In the example we have, the final schema that meets the BCNF conditions is exactly the same as the one we got when transforming it to BCNF. But this is a coincidence - in most practical cases, schemas tend to be more complex, and after converting them to 3NF, they may not comply with BCNF, or it may even be impossible to convert them to BCNF. That is, converting a schema to 3NF is always guaranteed to be possible, while there is no such guarantee for BCNF.
In short, BCNF is more restrictive than 3NF, which prevents redundancies caused by functional dependencies where a set of attributes that do not uniquely identify the tuples of a table determine the values of another set of attributes. This makes the information of the determining attributes redundant, similar to what happens in 3NF with transitive dependencies.
Also, being more restrictive, it may not be achievable if a table has multiple overlapping superkeys, as applying the BCNF decomposition algorithm would break the functional dependencies between attributes of different superkeys. So by relaxing the conditions of BCNF, we get 3NF, which correctly handles situations where overlapping superkeys exist, meaning they share some attribute.
Other normal forms
Besides the normal forms based on functional dependencies, which we have just seen, there are others that eliminate redundancies caused by different types of relationships between attributes or characteristics.
For example, 4NF deals with multivalued dependencies, 5NF with join dependencies, 6NF represents the highest level of normalization of a relational schema, and DKNF (Domain-Key Normal Form) also imposes the condition that all schema constraints must result solely from domain and key definitions, meaning it only allows domain and key constraints.
When to check compliance with each normal form?
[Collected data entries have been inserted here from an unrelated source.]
PR #1981, opened 2019-05-28
WIP: A half-baked initial plugin scheme

seebs:
## Overview

**WIP. Do Not Merge.**

This is a crufty and half-baked plugin scheme. It has a number of obvious flaws, but it's sufficient to allow me to add new PQL commands which are implemented reasonably efficiently.

The argument validation is basically garbage, there's a lot of loose ends, and so on.

Also, fixed the minor issue that the previous patch for the parser's argument validation broke Shift completely.

(This also adds a negative-shift option, which doesn't work 100% correctly for the same reasons the existing one doesn't, but which is needed to allow neighbors to work.)


seebs:
this needs some reworking and i don't need CI on it right now, so closing.

PR #1988, opened 2019-06-03
WIP: address some startup speed and performance issues

seebs:
## Overview

What if startup loading of fields and views and fragments were parallel? Also, what if we used the shiny new roaring iterator used by ImportRoaring and the remap feature for initial roaring imports?

There's some opportunities for further enhancements here by custom-hacking the btree implementation to perform better in the case where every newly inserted key is sequentially greater than the highest previous key, but it's probably not worth the effort.

### DIFF
--- a/field.go
+++ b/field.go
@@ -35,6 +35,7 @@ import (
 	"github.com/pilosa/pilosa/stats"
 	"github.com/pilosa/pilosa/tracing"
 	"github.com/pkg/errors"
+	"golang.org/x/sync/errgroup"
 )
 
 // Default field settings.
@@ -431,6 +432,8 @@ func (f *Field) Open() error {
 	return nil
 }
 
+var fieldQueue = make(chan struct{}, 16)
+
 // openViews opens and initializes the views inside the field.
 func (f *Field) openViews() error {
 	file, err := os.Open(filepath.Join(f.path, "views"))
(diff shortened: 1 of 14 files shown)


seebs:
Note that this is a shiny new implementation, and the old one in this branch has been mostly-abandoned. (It had very small impacts, this one is more like a 2x-10x improvement for most targets.)

field.go
```diff
@@ -431,6 +432,8 @@ func (f *Field) Open() error {
 	return nil
 }
 
+var fieldQueue = make(chan struct{}, 16)
```
jaffee: should we base this on NumCPU?

view.go
```diff
@@ -126,29 +131,47 @@ func (v *view) openFragments() error {
...
-			v.logger.Debugf("WARNING: couldn't use non-integer file as shard in index/field/view %s/%s/%s: %s", v.index, v.field, v.name, fi.Name())
-			continue
-		}
-
-		v.logger.Debugf("open index/field/view/fragment: %s/%s/%s/%d", v.index, v.field, v.name, shard)
-		frag := v.newFragment(v.fragmentPath(shard), shard)
-		if err := frag.Open(); err != nil {
-			return fmt.Errorf("open fragment: shard=%d, err=%s", frag.shard, err)
+	eg, ctx := errgroup.WithContext(context.Background())
+	var mu sync.Mutex
```
jaffee: more descriptive name? `shardMapMu` maybe? (applies to other similar mutexes)

roaring/roaring.go
```diff
@@ -1554,78 +1589,62 @@ func (b *Bitmap) ImportRoaringBits(data []byte, clear bool, log bool, rowSize ui
...
-		case containerArray:
-			c.setArray((*[0xFFFFFFF]uint16)(unsafe.Pointer(&data[offset]))[:c.N():c.N()])
-			opsOffset = int(offset) + len(c.array())*2 // sizeof(uint32)
-		case containerBitmap:
-			c.setBitmap((*[0xFFFFFFF]uint64)(unsafe.Pointer(&data[offset]))[:bitmapN:bitmapN])
-			opsOffset = int(offset) + len(c.bitmap())*8 // sizeof(uint64)
-		}
+	itrKey, itrCType, itrN, itrLen, itrPointer, itrErr = itr.Next()
+	for itrErr == nil {
+		newC := &Container{
```
jaffee: it seems like previously if the bitmap already had Containers we would reuse them instead of allocating new ones... now it seems like we're allocating a new one every time?

seebs: we didn't actually reuse them, Reset() was dropping them all.

view.go
seebs: i stuck with the local just because it's only used locally on a pretty small scale.

field.go
seebs: i thought about it some, but didn't convince myself in either direction. it can be a future improvement.

PR #1990, opened 2019-06-04
use os.Rename semantically correctly

seebs:
So it's true that Rename's arguments are called oldname/newname, and
you want to rename from the previous name to the new name.

And it's true that we're calling Rename on oldPath and newPath.

But in our case, oldPath is the name the fragment file had before
the operation, and newPath is the name of the temporary file
created during the operation.


seebs:
I agree that is probably clearer.

seebs:
Updated with corrected names, that is way clearer.

PR #1993, opened 2019-06-05
False Positive nodeLeave events put cluster in an unusable state (Starting)

tgruben:
## Overview

It has been published that hashicorp's Memberlist, which we use for gossip, can produce nodeLeave events when a node is under heavy load.  Hashicorp have since published a paper detailing a new layer on top of memberlist which significantly lowers the rate of false positive node failure events.  Hashicorp implemented the solution in an application called serf, which can be embedded into applications as a library.  This PR is just a short term fix and should migrate to serf if possible.


cluster.go
```diff
@@ -1687,13 +1691,28 @@ func (c *cluster) considerTopology() error {
 	return nil
 }
 
+// band aid to protect against false nodeLeave events from memberlist
+// the test is the lightest weight endpoint of the node in question /version
+// TODO provide more robust solution to false nodeJoin events
+func confirmNodeDown(uri URI) bool {
+	for i := 0; i < confirmDownRetries; i++ {
+		resp, err := http.Get(uri.Scheme + uri.HostPort() + "/version")
```
travisturner: is there a default timeout on this? we might not want that to be too long, right?

cluster.go
```diff
@@ -1711,11 +1730,15 @@ func (c *cluster) ReceiveEvent(e *NodeEvent) (err error) {
...
-				err = c.unprotectedSetStateAndBroadcast(c.determineClusterState())
+			if confirmNodeDown(e.Node.URI) {
+				if c.removeNodeBasicSorted(e.Node.ID) {
+					c.Topology.nodeStates[e.Node.ID] = nodeStateDown
+					// put the cluster into STARTING if we've lost a number of nodes
+					// equal to or greater than ReplicaN
+					err = c.unprotectedSetStateAndBroadcast(c.determineClusterState())
+				}
+			} else {
+				c.logger.Printf("received node leave: %v", e.Node)
```
travisturner: this log line duplicates line 1709/1728 above.
perhaps change the wording to indicate that the confirmation check found that the node is still available.

cluster.go
tgruben: I added a timeout of 2 secs but didn't make it configurable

Lastly, we’ve seen that each normal form establishes a series of characteristics that a database schema has to follow and the problems it aims to solve.
Practically speaking, the most important normal forms we need to ensure for almost any schema are 1NF and 2NF. In the case of 1NF, most DBMSs guarantee it automatically - but we have to design the conceptual model so that it avoids the appearance of repeating groups that don’t meet the conditions of 1NF. On the other hand, 2NF is essential for identifying tuples in tables, so we should make sure it’s met in a real project database.
Beyond these, if we’re working with a system that performs analytical queries like in OLTP, the database schema should also meet the conditions of 3NF, especially when the schema needs to handle queries or undergo updates frequently. This helps resolve these queries and updates as efficiently as possible.
Beyond 3NF, we’ll want to meet BCNF when business rules are very complex. That is, when data has to meet complex constraints, we can help minimize the impact of redundancy issues through BCNF conditions, as they are more restrictive than those of 3NF. Then, if our schema allows multivalued attributes or associations of degree higher than 2, it may be useful to check other types of normal forms like 4NF, 5NF, and so on.